» To do:
Could you copy every line from the material below in which "ready" appears?

━━ Information shown

PR #155, opened 2023-07-21
Add edge recycling

mikekryjak:
First of several BCs required to bring Hermes-3 in line with UEDGE/SOLPS/SOLEDGE2D/etc in terms of boundary conditions.
This requires the PR which enables cell face flows to be saved in the state: https://github.com/bendudson/hermes-3/pull/152
It's required because the perpendicular fluxes are currently calculated in `anomalous_diffusion` and not saved; the operators only output the change in source to the next cell as a result of the flux. At the moment, just the radial and poloidal components of the three anomalous transport channels are saved. These are sufficient to calculate the plasma flux leaving the SOL edge.

Note that for plasma flux to leave the edge you need a free boundary condition on both density (to allow a density gradient and therefore perpendicular diffusion) as well as pressure (to avoid violating P=NT) but a neumann condition on temperature (to prevent conduction). This requirement will need documentation and maybe a warning if the user only set a neumann condition. 

One of the other things I will be implementing is a decay length boundary condition which will be an alternative to the free BC in the above scenario.

Tasks:
- [x] Add recycling in the SOL edge
- [x] Add recycling in the PFR edge
- [x] Add diagnostic variables for particle and energy sources from recycling
- [ ] ~Implement console warning if user sets edge recycling but fails to set free boundary condition~
- [x] Make BC requirements clear in the documentation
- [x] Add individual controls for SOL/PFR/target recycling fraction and recycling species energy
- [x] Simple tests
- [x] Complex test
- [x] Mass balance test
- [x] Update examples
- [x] Add documentation

### DIFF
--- a/docs/sphinx/components.rst
+++ b/docs/sphinx/components.rst
@@ -978,17 +978,17 @@ The boundary fluxes might be set by sheath boundary conditions,
 which potentially depend on the density and temperature of all species.
 Recycling therefore can't be calculated until all species boundary conditions
 have been set. It is therefore expected that this component is a top-level
-component which comes after boundary conditions are set.
+component (i.e. in the `Hermes` section) which comes after boundary conditions are set.
 
 Recycling has been implemented at the target, the SOL edge and the PFR edge.
-Each is off by default and must activated with a separate flag. Each can be 
+Each is off by default and must be activated with a separate flag. Each can be 
 assigned a separate recycle multiplier and recycle energy. 
 
 The chosen species must feature an outflow through the boundary - any cells
 with an inflow have their recycling source set to zero. If a sheath boundary condition
 is enabled, then this is automatically satisfied at the target through the Bohm condition.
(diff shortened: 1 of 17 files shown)


mikekryjak:
@bendudson this one is ready to go.
Note that it breaks existing input files: you have to change "recycle_multiplier" to "target_recycle_multiplier". I've updated the examples.

mikekryjak:
@bendudson I need to do one more check, I just remembered I was getting an unexpected segmentation fault on one of the more recent commits on this one. I am doing another full res case test on the latest commit with the master merged

mikekryjak:
@bendudson this is now ready to go. My crash was because I was asking for PFR recycling while my PFR BC was still Neumann due to a typo (BOUT++ wants `bndry_pf` instead of `bndry_pfr`, I keep mixing them up).

bendudson (approved):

━━━━

» Problem solution:
@bendudson this one is ready to go.
@bendudson this is now ready to go. My crash was because I was asking for PFR recycling while my PFR BC was still Neumann due to a typo (BOUT++ wants `bndry_pf` instead of `bndry_pfr`, I keep mixing them up).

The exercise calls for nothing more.